The GT4 is the latest in a long line of Mustang race cars from Ford

When it comes to racing, the Ford Mustang has an impressive track record (no pun intended). Classic models like the original Shelby GT350R and Boss 302 became legends in the 1960s, and the current Shelby GT350R-C just pulled off a class championship in the 2016 IMSA Continental Tire SportsCar Challenge.

To keep the momentum going, Ford unveiled a new Mustang race car at the 2016 SEMA show in Las Vegas. It’s called the Mustang GT4, and it’s designed for a relatively new category of entry-level professional racing that’s already popular in Europe, and is making waves in the United States too.

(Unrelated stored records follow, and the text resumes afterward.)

PR #3182, opened 2022-01-12
ref: extract technical details from `exp run` to guides

jorgeorpinel:
For tasks in #2548

> - extract technical details from ...reference/exp (esp. run) to guides

_Most of the material *should* already be in guides._

and per #2768

> - The pipeline section seems too deep...
> - The text under (Hyper)parameters has nothing to do with running experiments

---

- See [summary](https://github.com/iterative/dvc.org/pull/3182#pullrequestreview-851239689) below. UPDATE: Jump to https://github.com/iterative/dvc.org/pull/3182#issuecomment-1012558741 for latest logic behind these changes.
- Plus some misc. copy edits in related/near texts as needed
- See also ref. vs guide discussion points in https://github.com/iterative/dvc.org/pull/3182#issuecomment-1012558741.
- Also happens to close #2745

PR #3189, opened 2022-01-18
guide: simplify Checkpoints guide

jorgeorpinel:
And misc. related changes

Extracted from https://github.com/iterative/dvc.org/pull/3182

Begins addressing #3189


content/docs/user-guide/experiment-management/checkpoints.md
```diff
@@ -2,24 +2,35 @@
...
-example to track the progress in deep learning techniques such as evolving
-neural networks.
-
-_Checkpoint experiments_ track a series of variations (the checkpoints) and
-their execution can be stopped and resumed as needed. You interact with them
-using the `--rev` and `--reset` options of `dvc exp run` (see also the
-`checkpoint` field in `dvc.yaml` `outs`). They can help you
+To track successive steps in a longer machine learning experiment, you can
+register checkpoints from your code at runtime, for example to track the
+progress with deep learning techniques. They can help you
```
iesahin, line 7: I think a : after "you" looks better. Or something like

They can help you to: 

- implement
- track
- see
- automate

content/docs/user-guide/experiment-management/checkpoints.md
```diff
@@ -2,24 +2,35 @@
...
   checkpoints.
 - track all code and data changes corresponding to the checkpoints.
 - see when metrics start diverging and revert to the optimal checkpoint.
 - automate the process of tracking every training epoch.
 
-> Experiments and checkpoints are [implemented](/blog/experiment-refs) with
-> hidden Git experiment commits branches.
+Checkpoint [execution] can be stopped and resumed as needed. You interact with
+them using the `--rev` and `--reset` options of `dvc exp run` (see also the
+`checkpoint` field in `dvc.yaml` `outs`).
```
iesahin, line 17: It might be better to use `dvc exp run --rev` to link directly to the option. Might need rephrasing though.

iesahin (commented):
Minor points. Thank you Jorge.

content/docs/user-guide/experiment-management/checkpoints.md
jorgeorpinel: Thanks for the suggestion. No `:` is needed though. It's a stylistic choice.

content/docs/user-guide/experiment-management/checkpoints.md
jorgeorpinel: I tend to agree but since there are 2 options here it would be too much to link both that way or weird to only link one. Could link them manually I guess... I'm not sure it's needed.

Please approve if there's no major feedback 🙂 Thanks @iesahin

iesahin (approved):
Thanks Jorge, good to go :)

jorgeorpinel:
Why thank you!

The GT4 is based on the championship-winning Shelby GT350R-C. Like the Shelby, it’s a modified version of a stock Mustang rather than a purpose-built car. GT4 rules don’t allow major changes to bodywork, so it even looks pretty much like a regular Mustang. The GT4 is powered by a version of the 5.2-liter V8 used in the Shelby GT350R road car, which won the Performance category at Digital Trends’ 2016 Car Awards.

Read more: Acura brings its NSX GT3 race car to SEMA 2016

Changes for racing include a six-speed Holinger paddle-shift transmission, upgraded suspension, slick tires mounted to special 18-inch wheels, and the addition of a large rear wing spoiler and diffuser, front splitter, and extra hood venting. The interior was gutted to save weight and make room for a roll cage. The GT4 also features a race-spec engine controller and anti-lock braking system.

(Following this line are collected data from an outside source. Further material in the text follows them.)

PR #3187, opened 2022-01-17
`exp show`: add `--rev` option

karajan1001:
Related to https://github.com/iterative/dvc/pull/7204

> & https://github.com/iterative/dvc/pull/7245

PR #3191, opened 2022-01-18
`exp list`: add `--num` option, rename `--all` to `--all-commits`

karajan1001:
Related to https://github.com/iterative/dvc/pull/7245

### DIFF
--- a/content/docs/command-reference/exp/list.md
+++ b/content/docs/command-reference/exp/list.md
@@ -5,8 +5,8 @@ List experiments in a <abbr>DVC repository</abbr> (remote or local).
 ## Synopsis
 
 ```usage
-usage: dvc exp list [-h] [-q | -v] [--rev <rev>]
-                    [--all] [--names-only]
+usage: dvc exp list [-h] [-q | -v] [-A] [--rev <commit>]
+                    [-n <num>] [--names-only]
                     [git_remote]
 
 positional arguments:
@@ -34,10 +34,15 @@ options below).
 
 ## Options
 
-- `--rev <commit>` - list experiments derived from the specified Git commit
-  (instead of `HEAD`).
+- `--rev <commit>` - list experiments derived from the specified `<commit>` as
+  baseline (HEAD by default).
 
-- `--all` - list all experiments in the repository (overrides `--rev`).
+- `-n <num>`, `--num <num>` - show experiments from the previous `num` commits
+  (before the `--rev` baseline). For example `-n -2` includes experiments from
+  `HEAD` and its 2 first ancestors.
+
+- `-A, --all-commits` - list all experiments in the repository (overrides
+  `--rev` and `--num`).
 
 - `--names-only` - print only the names of the experiments without their parent
   Git commit.
--- a/content/docs/command-reference/exp/list.md
+++ b/content/docs/command-reference/exp/list.md
@@ -38,8 +38,8 @@ options below).
   baseline (HEAD by default).
 
 - `-n <num>`, `--num <num>` - show experiments from the last `num` commits
-  (first parents) starting from the `--rev` baseline. Give a negative value to include
-  all first-parent commits (similar to `git log -n`).
+  (first parents) starting from the `--rev` baseline. Give a negative value to
+  include all first-parent commits (similar to `git log -n`).
 
 - `-A, --all-commits` - list all experiments in the repository (overrides
   `--rev` and `--num`).
--- a/content/docs/command-reference/exp/list.md
+++ b/content/docs/command-reference/exp/list.md
@@ -37,9 +37,9 @@ options below).
 - `--rev <commit>` - list experiments derived from the specified `<commit>` as
   baseline (HEAD by default).
 
-- `-n <num>`, `--num <num>` - show experiments from the previous `num` commits
-  (before the `--rev` baseline). For example `-n -2` includes experiments from
-  `HEAD` and its 2 first ancestors.
+- `-n <num>`, `--num <num>` - show experiments from the `--rev` baseline and
+  from `num` commits before it (first parents). Give a negative value to include
+  all first-parent commits (similar to `git log -n`).
 
 - `-A, --all-commits` - list all experiments in the repository (overrides
   `--rev` and `--num`).
--- a/content/docs/command-reference/exp/list.md
+++ b/content/docs/command-reference/exp/list.md
@@ -37,8 +37,8 @@ options below).
 - `--rev <commit>` - list experiments derived from the specified `<commit>` as
   baseline (HEAD by default).
 
-- `-n <num>`, `--num <num>` - show experiments from the `--rev` baseline and
-  from `num` commits before it (first parents). Give a negative value to include
+- `-n <num>`, `--num <num>` - show experiments from the last `num` commits
+  (first parents) starting from the `--rev` baseline. Give a negative value to include
   all first-parent commits (similar to `git log -n`).
 
 - `-A, --all-commits` - list all experiments in the repository (overrides


content/docs/command-reference/exp/list.md
```diff
@@ -5,8 +5,8 @@ List experiments in a <abbr>DVC repository</abbr> (remote or local).
 ## Synopsis
 
 ```usage
-usage: dvc exp list [-h] [-q | -v] [--rev <rev>]
-                    [--all] [--names-only]
+usage: dvc exp list [-h] [-q | -v] [-A] [--rev <commit>]
+                    [-n <num>] [--names-only]
```
shcheklein, line 9: not related: `--names-only` description is missing it seems like

iesahin: Added #3195 for this. I can merge one of these and rebase the other.

iesahin (approved):
LGTM Gao, thank you.

content/docs/command-reference/exp/list.md
```diff
@@ -37,7 +37,10 @@ options below).
 - `--rev <commit>` - list experiments derived from the specified Git commit
   (instead of `HEAD`).
 
-- `--all` - list all experiments in the repository (overrides `--rev`).
+- `-n <num>, --num <num>` - list the last `num` commits from <rev>.
```
shcheklein, line 40: <rev> -> `<rev>`

commits -> experiments? 

Something like this probably (otherwise, it's not clear what are we listing after all):

list experiments from the `<rev>` commit and `num` commits before it

do we include <rev> itself btw?

jorgeorpinel:
> Added #3195 for this. I can merge one of these and rebase the other.

The other PR is merged. Please merge/rebase `master` here.

content/docs/command-reference/exp/list.md
karajan1001: Something like this probably (otherwise, it's not clear what are we listing after all):
> list experiments from the <rev> commit and num commits before it

I think so.

> do we include itself btw?

Yes, we do, it can only be an integer above 1 or equals -1.  

- 1: no history includes.
- n: last n histories.
- -1: all of the histories.

shcheklein: okay, so, that's the best place to expand and clarify this I think. thanks, @karajan1001.

iesahin: IMHO having numeric parameters without clear meaning is not a good UI. I think the option could be split into 3, like

```
--last-n-commits <n>
--no-history
--all-history
```

shcheklein: The most important case here is to provide `n > 0`, right? so, in this case my 2cs - it's better to keep simple `-n`, and keep `-1`, `0` and other things as an advanced stuff (that can be done with a normal set of commands)

content/docs/command-reference/exp/list.md
```diff
@@ -37,7 +37,11 @@ options below).
 - `--rev <commit>` - list experiments derived from the specified Git commit
   (instead of `HEAD`).
 
-- `--all` - list all experiments in the repository (overrides `--rev`).
+- `-n <num>, --num <num>` - list experiments from the `<rev>` commit and `num`
+  commits before it. (`-1` for the whole history of the `<rev>`)
```
jorgeorpinel, line 41: Same as https://github.com/iterative/dvc.org/pull/3187#discussion_r793240744

content/docs/command-reference/exp/list.md
```diff
@@ -37,7 +37,11 @@ options below).
...
+
+- `-A, --all-commits` - list all experiments in the repository (overrides
+  `--rev`).
```
jorgeorpinel, line 44: Same as https://github.com/iterative/dvc.org/pull/3192#pullrequestreview-864364698

jorgeorpinel (changes requested):
Let's be consistent with the other similar PRs please 🙂

content/docs/command-reference/exp/list.md
jorgeorpinel: Agree accepting only positive integers make sense. `-1` is cryptic -- should be another flag instead?

> Lets maybe discuss on the product side in https://github.com/iterative/dvc/pull/7245#discussion_r788133855 though?

iesahin: Yep, if the other 2 seems advanced enough, `-n` should only accept a `> 0` integers and have a definite meaning. It's like `git log -n`.

dberenbaum: No history is the default, so a special option is needed only to represent all history.

>  list experiments from the <rev> commit and num commits before it

Given this language, I would expect 0 to be the default and showing no history, while 1 would show `rev` plus the previous commit. This makes more sense to me, but it's a breaking change. Otherwise, we can tweak this language.

---

I think it's somewhat common for commands/functions to use `-1` or similar to mean "all" for numeric arguments rather than make them separate options (maybe this is specific to certain domains?), and IMO it would be cumbersome to have a separate flag for all history (that would be 2 separate flags to specifically interact with `--rev`). I was only arguing to make it a bit more accepting of unexpected values, like saying "The default is 1, and any number <1 will show all history" (replace 1 with 0 if that becomes the default).

https://clig.dev/#arguments-and-flags seems to accept that "special" values are acceptable:

> If a flag can accept an optional value, allow a special word like “none.” For example, ssh -F takes an optional filename of an alternative ssh_config file, and ssh -F none runs SSH with no config file.

jorgeorpinel: Good points. Since --num already exists in exp show, I'd extract this discussion to a DVC issue (or is the -1 part new?). Related: https://github.com/iterative/dvc/issues/7314

> Otherwise, we can tweak this language

Yeah for now the language here and related PRs should reflect the actual behavior but I'm still confused actually: These 2 rules seem contradictory:

> - 1: no history includes.
> - n: last n histories.

What if n=1, is it "no history" or "last 1 history"?

dberenbaum: `n=1` shows experiments from `<commit>` only, so `<commit>` is currently included in the count. That's why the suggested wording of "list experiments from the commit and num commits before it" is good but inaccurate currently.

dberenbaum: > Since --num already exists in exp show, I'd extract this discussion to a DVC issue (or is the -1 part new?). Related: [iterative/dvc#7314](https://github.com/iterative/dvc/issues/7314)

-1 is new I think, and we are expanding `--num` to apply to many other `exp` commands besides `show`. We can move to a new issue if you prefer, although I don't think we can merge this until we decide.

iesahin: From the [discussion](https://github.com/iterative/dvc/pull/7245#discussion_r793538068) and demo in iterative/dvc#7245, the word is _commits_, not _experiments._

shcheklein: @iesahin I think in this case there are commits _and_ experiments. Just by the nature of this options. Or we can use `experiments` and `revisions` (e.g. list all experiments from N past revisions), but I don't see how can we make it (list commits from the last N commits). Or may be I'm missing your point?

iesahin: The number specified by `-n` is the same number given to `git log -n`. Each commit may have more than one associated experiment and `-n` does not specify the number of experiments. 

```
commit-ABCD
    - exp 1
    - exp 2
    - exp 3
commit-DEF1
    - exp 4
    - exp 5
    - exp 6
    - exp 7
commit-6375
   - exp 8
   - exp 9
```

FWIU, when you specify `-n 2`, all experiments from the last two commits (`exp 1` to `exp 7` here) are listed.

jorgeorpinel: > n=1 shows experiments from <commit> only, so <commit> is currently included in the count...
We can move to a new issue if you prefer

@dberenbaum Then there's no way to list/show experiments from the given rev `<commit>` and from it's parent only (`n=2` would give more than that). Seems like a core issue indeed, so I commented in https://github.com/iterative/dvc/pull/7245#pullrequestreview-870006159 for now

> The number specified by -n is the same number given to git log -n

@iesahin except in the case of n=1. See link above 🙂

dberenbaum: Following up here because the example above from @iesahin is helpful. Here is what will show with various `-n` values:

```
$ dvc exp list
commit-ABCD
    - exp 1
    - exp 2
    - exp 3

$ dvc exp list -n 1
commit-ABCD
    - exp 1
    - exp 2
    - exp 3

$ dvc exp list -n 2
commit-ABCD
    - exp 1
    - exp 2
    - exp 3
commit-DEF1
    - exp 4
    - exp 5
    - exp 6
    - exp 7

$ dvc exp list --rev commit-DEF1
commit-DEF1
    - exp 4
    - exp 5
    - exp 6
    - exp 7

$ dvc exp list --rev commit-DEF1 -n 1
commit-DEF1
    - exp 4
    - exp 5
    - exp 6
    - exp 7

$ dvc exp list --rev commit-DEF1 -n 2
commit-DEF1
    - exp 4
    - exp 5
    - exp 6
    - exp 7
commit-6375
   - exp 8
   - exp 9
```

content/docs/command-reference/exp/list.md
jorgeorpinel: Looks like this text will have to change again... See https://github.com/iterative/dvc.org/pull/3187#pullrequestreview-883803230.

content/docs/command-reference/exp/list.md
```diff
@@ -34,10 +34,15 @@ options below).
...
 
-- `--rev <commit>` - list experiments derived from the specified Git commit
-  (instead of `HEAD`).
+- `--rev <commit>` - list experiments derived from the specified `<commit>` as
+  baseline (HEAD by default).
 
-- `--all` - list all experiments in the repository (overrides `--rev`).
+- `-n <num>`, `--num <num>` - show experiments from the previous `num` commits
+  (before the `--rev` baseline). For example `-n -2` includes experiments from
+  `HEAD` and its 2 first ancestors.
```
jorgeorpinel, line 42: See https://github.com/iterative/dvc.org/pull/3187#pullrequestreview-902553693

content/docs/command-reference/exp/list.md
```diff
@@ -34,10 +34,15 @@ options below).
...
 
-- `--rev <commit>` - list experiments derived from the specified Git commit
-  (instead of `HEAD`).
+- `--rev <commit>` - list experiments derived from the specified `<commit>` as
+  baseline (HEAD by default).
 
-- `--all` - list all experiments in the repository (overrides `--rev`).
+- `-n <num>`, `--num <num>` - show experiments from the `--rev` baseline and
+  from `num` commits before it (first parents). Give a negative value to include
+  all first-parent commits (similar to `git log -n`).
```
jorgeorpinel, line 42: Same as https://github.com/iterative/dvc.org/pull/3187#pullrequestreview-903319359
```suggestion
- `-n <num>`, `--num <num>` - show experiments from the last `num` commits
  (first parents) starting from the `--rev` baseline. Give a negative value to include
  all first-parent commits (similar to `git log -n`).
```

jorgeorpinel (approved):

dberenbaum (dismissed):

jorgeorpinel:
@iesahin no need to do cross merges. Let's just merge the Restyled PR https://github.com/iterative/dvc.org/pull/3344 when this is ready to be published.

iesahin (changes requested):
Instead of this, #3344 will be merged as @jorgeorpinel suggested.

jorgeorpinel (approved):
Oh, this is properly formatted now, actually.

Ok so are we ready to merge?

jorgeorpinel:
I take this

image

as a yes!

The GT4 class this Mustang was built to race in is essentially a lower-level complement to the FIA-sanctioned GT3 class that’s attracted manufacturers from Cadillac to Lamborghini. GT4 cars aren’t as extensively modified, and are generally based on lower-performance models, like the KTM X-Bow, Lotus Evora, and Ginetta G55.

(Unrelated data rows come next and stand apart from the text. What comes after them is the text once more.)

PR #3195, opened 2022-01-18
ref: add `--names-only` option description to `dvc exp list`

iesahin:
added `--names-only` description


jorgeorpinel (approved):
Thanks, good catch! Do we know what core PR this option was merged in? Looks like they missed that ref. update.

The Mustang GT4 will likely replace the Shelby GT350R-C in the IMSA Continental Tire SportsCar Challenge next year. It will also be eligible for the Pirelli World Challenge, where several teams currently race older versions of the Mustang alongside a smattering of GT4-class cars. Ford expects the GT4 classification to the door to some European race series as well.